Over eight long years, the coalition government has attacked the Public Service, imposing an artificial staffing cap and job cuts resulting in a significant decrease in the capability within the APS and an overreliance on consultants and contractors. We've all seen the ridiculous amounts of taxpayers' money that has been spent by this government on reports, on consultants and on contracting out the role that was previously played by well educated, well informed, experienced public servants who knew how the Public Service worked and, more importantly, ensured that the disbursement of public funds on work performed by the Public Service was done more efficiently and got better outcomes. So a more fundamental change to the way APS is governed is required to improve the conditions and setting for all staff in the APS, not just those that are proposed to move into the FFMA.

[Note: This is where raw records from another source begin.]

PR #1235, opened 2026-09-06
gridRing: validate k before wiping the output array

lenamonj:
`gridRing` wiped the caller's output array with `memset(out, 0, 6 * k * sizeof(H3Index))` before any domain check ran, so a negative `k` became a `size_t` of about 1.8e19 and the write ran off the end of the buffer. AddressSanitizer on `gridRing(origin, -1, out)`: `negative-size-param: (size=-48)`. Callers saw `E_DOMAIN` only if the process survived the write.

The width now comes from `maxGridRingSize`, which rejects a negative `k` with `E_DOMAIN` before the wipe and computes the size in `int64_t`. Every `k` the function previously handled wipes the same width as before. The new test uses a heap buffer so the old write faults under ASan; it passes with the fix.


isaacbrodsky (approved):

lenamonj:
Anything else needed from me here? It has been approved and green since the 7th.

PR #880, opened 2022-07-14
feat: chain adapters getDisplayName

0xdef1cafe:
chain adapters should be the source of truth - this allows web to ask each chain adapter for a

The final point I want to make is in respect of maximum disbursements from the Medical Research Future Fund. Legislating for a maximum of $650 million to be annually disbursed to the MRFF represents yet another broken promise from this government. When MRFF was first established and announced in the 2014-15 budget, the budget papers clearly stated a commitment to funding:

The MRFF will provide a sustained funding stream for medical research, with payments from the MRFF expected to reach around $1.0 billion per year from 2022-23.

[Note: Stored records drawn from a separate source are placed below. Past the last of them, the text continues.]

PR #883, opened 2022-07-15
feat: switch EVM chains on buildSendTransaction

gomesalexandre:
## Description

Following https://github.com/shapeshift/web/pull/2165, we do disconnect nor switch to Mainnet on MM/XDEFI if the current chain isn't mainnet. Now that we have multiple EVM chains support, we actually do not need to be on any specific chain to show on-chain data, we only need to switch chains when calling `buildSendTransaction` if there is a mismatch between the adapter-expected EVM chainId and what the current's wallet EVM chainId is

### DIFF
--- a/packages/chain-adapters/src/evm/EvmBaseAdapter.ts
+++ b/packages/chain-adapters/src/evm/EvmBaseAdapter.ts
@@ -1,13 +1,15 @@
-import { AssetId, ChainId, toAssetId } from '@shapeshiftoss/caip'
+import { AssetId, ChainId, fromAssetId, fromChainId, toAssetId } from '@shapeshiftoss/caip'
 import {
   bip32ToAddressNList,
   ETHSignMessage,
   ETHSignTx,
-  ETHWallet
+  ETHWallet,
+  supportsEthSwitchChain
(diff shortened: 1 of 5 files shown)


packages/chain-adapters/src/evm/EvmBaseAdapter.ts
```diff
@@ -84,9 +88,80 @@ export abstract class EvmBaseAdapter<T extends EvmChainIds> implements IChainAda
...
+      const txToSign = {
+        addressNList: bip32ToAddressNList(toPath(bip44Params)),
+        value: numberToHex(isErc20Send ? '0' : tx.value),
+        to: destAddress,
+        chainId: Number(fromChainId(this.chainId).chainReference),
+        data,
+        nonce: numberToHex(account.chainSpecific.nonce),
+        gasLimit: numberToHex(gasLimit),
+        ...fees
+      } as ChainTxType<T>
```
0xdef1cafe, line 158: that'll do pig @gomesalexandre

kaladinlight (approved):
:100:

elmutt (approved):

But a 35 per cent reduction in the funding available for any purpose would have a significant impact, let alone in the field of medical research. Remember when this government came to office? Remember what the former Prime Minister Tony Abbott said in the lead-up to that election? No cuts to education, no cuts to the ABC and SBS, and no cuts to health. No cuts to health—that went out the window in their first budget in 2014. But, again, we see this government cutting funding and commitments made when it comes to health care in Australia, and, in this case, it's the Medical Research Future Fund, which provides a steady stream of income to ensure that researchers have the necessary public backing to do work that ultimately, hopefully—and very successfully in Australia, I might add—results in some of the greatest technological and medical advancements that save lives and improve the lives of many Australians.

You would have thought, after the couple of years that we've just been through with the coronavirus pandemic and just how well medical researchers throughout the world have responded to that pandemic in the development in record times of workable vaccines that have ensured not only lives have been saved but that economies can open up again—businesses can start trading, workers can go back to work and Australians and people throughout the world can resume their normal lives—the last thing that a government would be interested in doing would be cutting funding for medical research into the future. But, as the inquiry heard, it doesn't make sense to cap something and then have a more aggressive investment mandate to return more funds from your investments if you're not going to make the disbursements. The fact the Morrison-Joyce government is now proposing to have a maximum annual disbursement limit that is $350 million less than their initial promise—reiterated in 2017, I might add—represents a betrayal of the medical research community, it represents a broken promise to the Australian people and it represents yet again an opportunity lost for medical advancement in a country that has prided itself on some of the world's most innovative and groundbreaking research in medical science. It's yet another example of a broken promise from a government that is failing to deliver in so many areas. It has become tired and divided. It is no longer acting in the best interests of Australians but making decisions just to get through particular difficult periods. This two-week sitting of parliament is one of those difficult periods for it.